According to the MIND diet study, consumption of fish at least once a week helps to reduce the risks associated with brain disorders. Fish is also rich in nutrients that are required to protect brain function.

Studies suggest that the omega-3 fatty acids that are contained in fish can help safeguard the brain against neurological disorders such as Alzheimer's disease. The species of fish that are rich in omega-3 fatty acids include salmon, swordfish, tuna, mackerel, and herring.

To acquire enough concentration of omega-3 fatty acids in the body, you should consume fish twice a week. You can also take fish oil supplements on a daily basis to boost the amounts of omega-3 fatty acids in the body.


Poultry forms part of the healthy diet plan that is designed to help prevent the brain from degradation. According to the MIND diet, you should consume at least two or more servings of poultry per week for maximum benefit.

Olive Oil

Research studies have suggested the high amount of oleocanthal found in olive oil is responsible for protecting the brain cells from damage that is associated with Alzheimer's.

The chemical ingredient is thought to protect the nerve cells from damage that may lead to the neurological disorder.

The active ingredient's mechanism of action involves the destruction of the amyloid plaque that leads to the development of the Alzheimer's disorder.

Benefits of the MIND Diet

The MIND diet is clinically proven to reduce your risk of Alzheimer’s and degenerative neurological diseases.
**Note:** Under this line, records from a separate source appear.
Issue #1481, opened 2023-09-15
iroh-net: Persist peer information


divagant-martian:
To ease start-up operations it would be useful to have a set of known peers on start up.
There are a couple of questions surrounding this issue:
1. Where to store this information
2. What information to store
3. When to persist this information

divagant-martian:
Some thoughts about the relevant questions
## 1. Where to store the information
It was suggested to use the current db. Noting this here to confirm. I have not yet checked where do we start the db and how we interact with it
## 2. What information to store:
I was pointed to the `PeerMap`: https://github.com/n0-computer/iroh/blob/c6935bddbef652982d58145c7936cb9efb1023a3/iroh-net/src/magicsock/endpoint.rs#L1029-L1035

This is my understanding so far, let me know if anything is not correct:
- The "id" (an `usize`) is a runtime-only id, as far as I can tell it's only ever used to manage pending pings. Since we have the following mappings:
  - `by_node_key: {PublicKey -> Id}`
  - `by_id: {Id -> Endpoint}` 
  
  from intuition and from this I would assume the real identifier is the `PublicKey`, I would thus not persist the "id".
- These are the contents of an `Endpoint`: lots of interesting things here
  https://github.com/n0-computer/iroh/blob/c6935bddbef652982d58145c7936cb9efb1023a3/iroh-net/src/magicsock/endpoint.rs#L51-L84
  - `id: usize` as mentioned above I would not persist this
  - `conn_sender: mpsc::Sender<ActorMessage>:` This seems to be a back reference to the actor holding the `PeerMap`. This can be filled by the actor on start up 
  - `quic_mapped_addr: QuicMappedAddr`: this seems to be relevant only on runtime as it can be `generate`d so I wouldn't consider this to be necessary to be persisted.
  - `conn_public_key: PublicKey` trying to get rid of this in #1482 
  - `public_key: PublicKey` should be persisted
  - `last_full_ping: Option<Instant>` set to `None`
  - `derp_region: Option<u16>` persisted
  - `best_addr: Option<AddrLatency>` set to `None`?
  - `best_addr_at: Option<Instant>` set to `None`? 
  - `trust_best_addr_until: Option<Instant>` set to `None`?
  - `endpoint_state: HashMap<SendAddr, EndpointState>` set to `default()`
  - `is_call_me_maybe_ep: HashMap<SocketAddr, bool>` set to `default()`
  - `pending_cli_pings: Vec<PendingCliPing>` set to `default()`
[...]

PR #1482, opened 2023-09-15
(iroh-net): remove our public key from the endpoint

divagant-martian:
## Description

While trying to understand the information we store for peers for #1481 I noticed this can be removed. It's more efficient in space in a couple of ways:
- It's not duplicated for every known peer
- Does not need to be cloned for every sent ping
- The `ActorMessage::SendDiscoMessage` that was removed had a size of 512bytes, making it the largest message of the enum. By replacing it with the two new ones the size of the `ActorMessage` size is reduced from 512 to 248. The whole change reduces the size of `Endpoint` from 784 to 560.

## Notes & open questions

One place where this might be potentially less efficient is in calling `public_key()` on the `secret_key` for every sent ping. If this computation is expensive we can just cache the public key and use it there. Maybe @dignifiedquire knows if this should be done or if it's fine like this

## Change checklist

- [x] Self-review.
- [ ] Tests if relevant.

### DIFF
--- a/iroh-net/src/magicsock.rs
+++ b/iroh-net/src/magicsock.rs
@@ -852,10 +852,15 @@ enum ActorMessage {
         derp_region: u16,
         endpoint_id: usize,
     },
-    SendDiscoMessage {
+    SendPing {
         dst: SendAddr,
         dst_key: PublicKey,
-        msg: disco::Message,
+        tx_id: stun::TransactionId,
+    },
+    SendCallMeMaybe {
+        dst: SendAddr,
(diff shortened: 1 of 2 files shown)


dignifiedquire (approved):
this is good, the public_key is already cached as it just calls to https://github.com/dalek-cryptography/curve25519-dalek/blob/c157a1ed6defda81c8113531c9db6d7a85ff7f5a/ed25519-dalek/src/signing.rs#L165 under the hood

divagant-martian:
ohh ofc, thanks! merging

PR #1486, opened 2023-09-17
refactor(iroh-net): remove `iroh-net::config::Node` since limited to its used fields it's redundant

divagant-martian:
## Description
the `Node` type contains:
https://github.com/n0-computer/iroh/blob/f2f3ead655dee94bd01c9f4fdcc8730457f51ffd/iroh-net/src/config.rs#L157-L174
from these fields:
- `name` is always `None`, so unused.
- `addresses` is always calculated from the the `endpoints` so it can be removed.
After this, the only remaining fields are the key, endpoints and derp region. This is equivalent to the `NodeAddr` type, making `Node` redundant
https://github.com/n0-computer/iroh/blob/f2f3ead655dee94bd01c9f4fdcc8730457f51ffd/iroh-net/src/magic_endpoint.rs#L20-L29

## Change checklist

- [x] Self-review.
- [ ] Tests if relevant.

### DIFF
--- a/iroh-net/src/magicsock.rs
+++ b/iroh-net/src/magicsock.rs
@@ -2235,12 +2235,15 @@ impl Actor {
 
     #[instrument(skip_all)]
     fn add_known_addr(&mut self, addr: NodeAddr) {
+        let NodeAddr {
+            node_id: key,
+            derp_region,
+            endpoints,
+        } = addr;
         let n = config::Node {
-            name: None,
-            addresses: addr.endpoints.iter().map(|e| e.ip()).collect(),
-            endpoints: addr.endpoints.clone(),
-            key: addr.node_id,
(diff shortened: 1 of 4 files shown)


iroh-net/src/magicsock.rs
```diff
@@ -2235,12 +2235,15 @@ impl Actor {
...
         let n = config::Node {
-            name: None,
-            addresses: addr.endpoints.iter().map(|e| e.ip()).collect(),
-            endpoints: addr.endpoints.clone(),
-            key: addr.node_id,
-            derp: addr.derp_region,
+            endpoints,
+            key,
+            derp_region,
         };
```
divagant-martian, line 2247: from this I realized this can be removed completely

Frando (approved):
LGTM!

Issue #1487, opened 2023-09-17
decide what fields of type `PublicKey` are called


divagant-martian:
Right now we have a variety of names for fields of type `PublicKey`. IMO, some of those are consistent, some others not so much.
We have:
- `public_key`
- `peer`
- `peer_id`
- `node_key`
- `node_id`
- `*key` (`srckey`, `dstkey`, `client_key` etc)
The ones I think do not really fit are the `node_key`, and `node_id` since it's not clear if a node and a peer are the same thing or different concepts.

**why this matters**: code is easier to understand when concepts have a consistent naming

flub:
I totally agree with "why this matters"!  Let's improve this.

Surprisingly I think `node` has grown on me, to me it means "a node in an iroh network".  The "peer" term is maybe more associated with iroh nodes with whom you're directly communicating, i.e. have an open connection.  The other benefit of the "peer" term is that it emphasises the equality of the participants.  But perhaps that difference it too subtle and we should only pick one.

The first time I struggled with the `node` terminology was in the derper where you also have "derp node" which is not an iroh node.  I've tried to consistently call those `derp_node` in code I've been touching but that's not complete yet.

flub:
Also, as we have a `NodeAddr` type prominently now maybe `node_id` for `PublicKey` is not that crazy?

divagant-martian:
`NodeAddr` was in fact renamed to `PeerAddr` :sweat_smile:, your comment about derp nodes both adds to the confusion and helps clarify it, ty. For Derp "servers" that don't actually participate actively in the network I think `node` works fine (`derp_node` even better). For `iroh` ones I'm leaning towards `peers` basically because it's been used in the whole gossip and sync code. As long as it's clear what is what I'm totally in favor of any of both options

flub:
So if I understand you right:

- `peer` is preferred.
- `peer_id` can be acceptable?
- `node` & `node_id` can be fine if the context is clear.
- keep derp mesh nodes `derp_node`.
- avoid the other names

Is that a reasonable conclusion?  If so, when do we close this issue?

divagant-martian:
I think the issue is mainly about consensus. So I would consider this closed once the team agrees on something and then whatever remnants we have can be slowly addressed. The starting point is to at least not introduce further inconsistencies

divagant-martian:
there seems to be little to no interest in general in keeping this kind of consistency so closing, thanks for the discussion :pray:

PR #1488, opened 2023-09-18
feat(iroh-net): persist known peer info

divagant-martian:
## Description

Rough list of changes
- add an option to the `MagicEndpointBuilder` to set the path in which peers are saved. This is used to read peers on start up and store them on an interval and on shutdown.
- add `KnownPeers` to ease serializing and deserializing peer info
- move the logic of `add_known_addr` to the `PeerMap` to facilitate instantiating from a known peer list
- Add an `IrohPath` for the peers.
- Add an option to the `Node`s builder to set the path, passed down to the endpoint.
- For serialization it makes sense to have an object modelling the peer addressing info. This is the `AddrInfo`, which now replaces the custom `IrohInfo`

## Change checklist

- [x] Self-review.
- [x] Tests if relevant.


iroh-gossip/src/net.rs
```diff
@@ -1,18 +1,14 @@
...
-use std::{
-    collections::HashMap, fmt, future::Future, net::SocketAddr, sync::Arc, task::Poll,
-    time::Instant,
-};
-
 use anyhow::{anyhow, Context};
 use bytes::{Bytes, BytesMut};
 use futures::{stream::Stream, FutureExt};
 use genawaiter::sync::{Co, Gen};
+use iroh_net::magic_endpoint::AddrInfo as IrohInfo;
```
Frando, line 7: I'd say remove the `as IrohInfo` and just use `AddrInfo`

iroh-net/src/magic_endpoint.rs
```diff
@@ -422,6 +438,21 @@ impl MagicEndpoint {
         Ok(())
     }
 
+    /// Get addressing information of this [`MagicEndpoint`].
+    pub async fn my_addr_info(&self) -> Result<AddrInfo> {
```
Frando, line 442: I see that `magicsock/endpoint.rs` now has `addr_info` which returns exactly what we return here. Maybe route to that to have 1, not 2 async calls to the actor here. But can also be a followup.

Frando (commented):
Looks good!

iroh-net/src/magic_endpoint.rs
```diff
@@ -391,16 +408,15 @@ impl MagicEndpoint {
     /// If no UDP addresses are added, and the given `derp_region` cannot be dialed, it will error.
     pub async fn add_known_addrs(
         &self,
-        node_id: PublicKey,
+        peer: PublicKey,
```
dignifiedquire, line 411: weren't we calling these `node_id`s? why the change back?

iroh-net/src/magicsock.rs
```diff
@@ -400,6 +409,24 @@ impl MagicSock {
             .instrument(info_span!("derp.actor")),
         );
 
+        // load the peer data
+        let peer_map = match peers_path.as_ref() {
+            Some(path) if path.exists() => {
+                match PeerMap::load_from_file(path, actor_sender.clone()) {
```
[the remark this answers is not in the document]
dignifiedquire: maybe just add a bulk add addr method?

iroh-net/src/magic_endpoint.rs
```diff
@@ -17,18 +18,32 @@ use crate::{
...
-/// Builder for [MagicEndpoint]
+impl PartialEq for AddrInfo {
+    fn eq(&self, other: &Self) -> bool {
+        if self.derp_region != other.derp_region {
+            return false;
+        }
+        if self.endpoints.len() != other.endpoints.len() {
+            return false;
+        }
+        let mut self_eps = self.endpoints.clone();
```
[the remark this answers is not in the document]
divagant-martian: I did that but changes felt intrusive to everything that calls connect. But agree it's a better option in general

iroh-net/src/magicsock/endpoint.rs
```diff
@@ -1112,6 +1193,15 @@ impl PeerMap {
         self.by_ip_port.insert(*ipp, id);
     }
 
+    /// Saves the known peer info to the given path, returning the number of peers persisted.
+    pub(super) fn save_to_file(&self, path: &Path) -> anyhow::Result<usize> {
+        let known_peers = self.known_peers();
+        let count = known_peers.len();
+        let serialized = postcard::to_stdvec(&known_peers)?;
+        std::fs::write(path, serialized)?;
```
dignifiedquire, line 1201: should this be async?

iroh-net/src/magic_endpoint.rs
divagant-martian: I asked about this in #1487 
We are using peer_id through the gossip and sync code so at this point it feels more consistent than node to me. As long as we pick one I'm happy to oblige

iroh-net/src/magicsock/endpoint.rs
```diff
@@ -1112,6 +1193,15 @@ impl PeerMap {
         self.by_ip_port.insert(*ipp, id);
     }
 
+    /// Saves the known peer info to the given path, returning the number of peers persisted.
+    pub(super) fn save_to_file(&self, path: &Path) -> anyhow::Result<usize> {
+        let known_peers = self.known_peers();
```
dignifiedquire, line 1198: This allocates the whole thing in memory, effectively duplicating memory usage for this moment. I wonder if we could serialize it in an iterator/streaming fashion. eg sth like this

```rust
let mut file = std::fs::File::open(path)?;
file.write_all(HEADER)?;
let mut buffer = Vec::new();
for peer in &self.known_peers() {
  let ser = postcard::to_slice(peer, &mut buffer)?;
  file.write_all(ser)?;
}
file.flush()?;
```

dignifiedquire: (and make `self.known_peers()` return an iterator instead of a vec)

iroh/src/config.rs
```diff
@@ -58,6 +60,7 @@ impl From<&IrohPaths> for &'static str {
             IrohPaths::BaoFlatStorePartial => "blobs-partial.v0",
             IrohPaths::DocsDatabase => "docs.redb",
             IrohPaths::Console => "console",
+            IrohPaths::PeerData => "peers.postcard",
```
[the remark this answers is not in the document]
dignifiedquire: I'd rather do sth like `peers.bin`, but more a personal preference. Maybe we should include a version number?

iroh-net/src/magic_endpoint.rs
dignifiedquire: I see, I don't mind either way, as long as we are somewhat consistent about it 😅

iroh-net/src/magicsock/endpoint.rs
dignifiedquire: Also, we shouldn't directly write to the path, but rather to a `tmp` file (fine in the same location) and rename when we have successfully written, to avoid having errors during writing leaving corrupted files behind

iroh-net/src/magicsock.rs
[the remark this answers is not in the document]
divagant-martian: the endpoint is passed because the value is stored for each endpoint, but it's not used and peers are not sent via this (or any channel) so I don't think there is possibility of deadlock. 

This seems dependent on trusting that the inner code does not use the channel, but I think the sync/non async coloring saves us here:  `load_from_file` is non-async, so any async call would need to be spawned outside this(effectively doing what you suggest). Any other non-async call of the `try_send` fashion would fail in that scenario. So I think this is safe

iroh/src/config.rs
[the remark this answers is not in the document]
divagant-martian: since we have already introduced strum, I'll move that test to iterate the values so that future paths are automatically added.

About the version number, what would be the purpose of this? is it for us to understand what info is in there? otherwise we don't store or read a peer data version that would help in an upgrade for example. Maybe we can tackle upgrading a peer data format version once it changes

the `.postcard` was more of a hunch I guess, I'm fine with any

iroh-gossip/src/net.rs
divagant-martian: done in [afa69d0](https://github.com/n0-computer/iroh/pull/1488/commits/afa69d0c4e051eac5a6f9ff20a8fc8df8ce7f4d7)

iroh-net/src/magic_endpoint.rs
```diff
@@ -154,6 +172,14 @@ impl MagicEndpointBuilder {
         self
     }
 
+    /// Optionally set the path where peer info should be stored.
```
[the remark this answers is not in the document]
divagant-martian: done in d036c3c

iroh-net/src/magicsock/endpoint.rs
divagant-martian: didn't get to do this but will look into it

iroh-net/src/magicsock/endpoint.rs
divagant-martian: didn't get to do this but will look into it

iroh/src/config.rs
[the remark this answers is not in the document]
divagant-martian: this is done in https://github.com/n0-computer/iroh/pull/1507

iroh-net/src/magicsock/endpoint.rs
```diff
@@ -1018,6 +1043,53 @@ pub(super) struct PeerMap {
...
+        })
+    }
+
+    /// Create a new [`PeerMap`] from data stored in `path`.
+    pub fn load_from_file(
+        path: impl AsRef<Path>,
+        msock_sender: mpsc::Sender<ActorMessage>,
+    ) -> anyhow::Result<Self> {
+        let mut me = PeerMap::default();
+        let contents = std::fs::read(path)?;
```
Frando, line 1061: We could read in chunks here. However the file would need to get *really* big for this to be an issue. A `PeerAddr` will take less than 100 bytes even with a few socket addresses. So if you store 10.000 peers that'd do a ~1MB allocation here.
I think it's fine to keep as-is now, and we could move to chunked reading easily in a follow-up.

Frando (approved):
LGTM! Let's get this in :+1: 

We might want to add a full test with a "recovering" endpoint (shutdown, restart, reconnect) to test the save-on-shutdown and read-on-bin, but that can also be a followup I'd say.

The researchers who created the MIND diet claimed that a healthy diet is just one of the many factors that go into your risk for Alzheimer’s disease. Nevertheless, a healthy diet was shown to reduce the risk of Alzheimer’s by 53% in patients who closely followed MIND diet recommendations.

Along with diet, exercise is another factor that plays a huge role in your risk of degenerative brain disease. The researchers recommended that anyone following the MIND diet also consider regular exercise to give themselves better health in the long run.

Who Created the MIND Diet?

The MIND diet was created by researchers from the Rush University Medical Center in Chicago.

The research was funded by the National Institute on Aging. All of the researchers in the study are from Rush with the exception of Frank M. Sacks, MD, who is a professor of cardiovascular disease prevention at the Department of Nutrition at Harvard’s School of Public Health. Sacks chaired the committee that created the DASH diet.

Should You Start the MIND Diet?

5 million Americans over the age of 65 suffer from Alzheimer’s disease. That number is expected to rise as America’s population gets older. By following the recommendations in the MIND diet, you can significantly reduce your risk of Alzheimer’s and other degenerative neurological conditions and live a longer, healthier life.

In summary, foods that are rich in antioxidants should be taken to reduce the risks associated with the development of the Alzheimer's disease.

Foods such as vegetables, nuts, and seeds, among others, contain vitamin E which helps destroy the amyloid plaque that is associated with Alzheimer's.